The only think I regret, is not telling the girl I had a crush on that I was completely in love with her.


----------



## Nutnutnut (Jun 2, 2007)

That I didn't punch some arseholes while it still was legal


----------



## Robot the Human (Aug 20, 2010)

Not being home schooled. :b

Actually, I wish I had stuck up for myself more. Especially toward the jerk teachers. I should have been the class clown, but I was too pressured to be a good quiet student. I wish I wasn't known as the shy kid.


----------



## DylanJK (Nov 11, 2010)

I have few regrets, I stood up for myself, defended myself against the teachers who picked on me and students who did too. I do regret not getting into a relationship and spending time on essays. I honestly never did homework, and still finished high school with a 87.78% average, and for what? I had a job straight out of school anyways. I had no interest in doing drugs, still don't, and I did skip class every now and then when we had stupid lame "pep" rallies that just ended with all the student council butt kiss and brown nose gets getting all the honour and spotlight. No thank you!


----------



## leonardess (Jun 30, 2009)

believing that the "in crowd" was "in".


----------



## GummieBear (Nov 13, 2010)

*yes *


----------



## leonardess (Jun 30, 2009)

^ that's a good one. If I were one to dwell on the past which I'm not I would have said that instead of my previous answer.


----------



## Haydsmom2007 (Oct 16, 2009)

not doing anything extra curricular.


----------



## mcmuffinme (Mar 12, 2010)

I changed high schools after my freshman year because I sucked at making friends at the new school, frankly. If I could do it over again, I would have toughed it out, and made more of a legitimate attempt to be friends with the few people that did want me around. I remember they invited me to a concert and I turned them down out of what I think was pride, simply because I didn't relate to them.

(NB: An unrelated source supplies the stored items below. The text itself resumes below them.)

PR #1028, opened 2023-01-05
doc: Add a doc for conference-request

bgrozev:


JonathanLennox:
The vnode part could probably use more documentation, but maybe that should be part of a general visitor mode document?  Otherwise it seems good.

bgrozev:
Yes, I think we need a separate document to describe the visitor scheme

JonathanLennox (approved):

PR #1038, opened 2023-01-27
Send extmap-allow-mixed in Jingle and Colibri2, if configured.

JonathanLennox:
Depends on https://github.com/jitsi/jitsi-xmpp-extensions/pull/90.


JonathanLennox:
That's just copying the existing RtpDescription, yes?  Or creating an empty one that doesn't have any codecs or header extensions specified.  I don't think it makes sense to add extmap-allow-mixed in places that don't have header extensions specified.

bgrozev (approved):

bgrozev (approved):

PR #1042, opened 2023-02-06
Define constants for more features.

bgrozev:


JonathanLennox (approved):
No instances of "Unrecognized" in the PR-tester's jicofo.log, so looks good.

PR #1045, opened 2023-02-13
feat: Return ready=false when the MUC is not joined (regardless of whether authentication is enabled).

bgrozev:
- feat: Return ready=false when the MUC is not joined (regardless of whether authentication is enabled).
- ref: Remove isFocusAnonymous (unused now).


damencho (approved):

bgrozev:
The test failure is unrelated and fixed in #1046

It was a cowardly decision, and I regret it- and the friends I wanted to be alongside in high school aren't even by my side these days- so it was all for nothing.


----------



## Ambivert (Jan 16, 2010)

Not joining clubs, and just hanging out on the peripheral like a bent nail...just drifting from group to group with my social acquaintances (not friends, really casual conversationalists haha)...dammit I should have been more outgoing and enjoyed myself more. Why was I so high strung and out of mind?

piece of advice: there's a time for everything. When you're in high school live in the moment and at least try to enjoy it and make the most of it, just try a bit harder, even join your school chess club if you can or something like that. Now that I'm done university and working for some moolah in the office world, I feel more free from the prison like educational system. Free to drift and travel and leave my job once I've saved. But another part of me wished I lived a little more during the education years.


----------



## allie j (Nov 11, 2010)

I wish I spent less of my time studying, and took some risks with talking to people.


----------



## nycdude (Mar 20, 2010)

Not joining clubs, making new friends, sticking with friends, and many other small things.


----------



## BetaBoy90 (Jan 5, 2010)

Nothing much really, I'm still relatively the same person and I live my life in a similar fashion so I doubt I'd be much different now in HS as I was back then. I'm just glad I graduated,the highschool experience isn't for everyone, and that was true for me.


----------



## Lasair (Jan 25, 2010)

Not doing enough study and learning about the world around me - I wish I learned how to spell, got involved more in outside and after school activities and I wish I did not come into school scared ****less of the teachers


----------



## Jnmcda0 (Nov 28, 2003)

I could write a book on this...

1) Not standing up for myself. I was always picked on from elementary school up until my senior year. I was never really beat up, just teased and pushed around. 

2) Not joining the football team. I thought about it, but most of the guys on the team were the ones who picked on me. Plus, I was skinny and never worked out. I was also self-conscious about chaning in front of other people. I was fast, but not strong and not sure I was physically capable of playing. They won 3 state championships while I was in high school...I could have been a part of that. It was still fun being a spectator for it, though.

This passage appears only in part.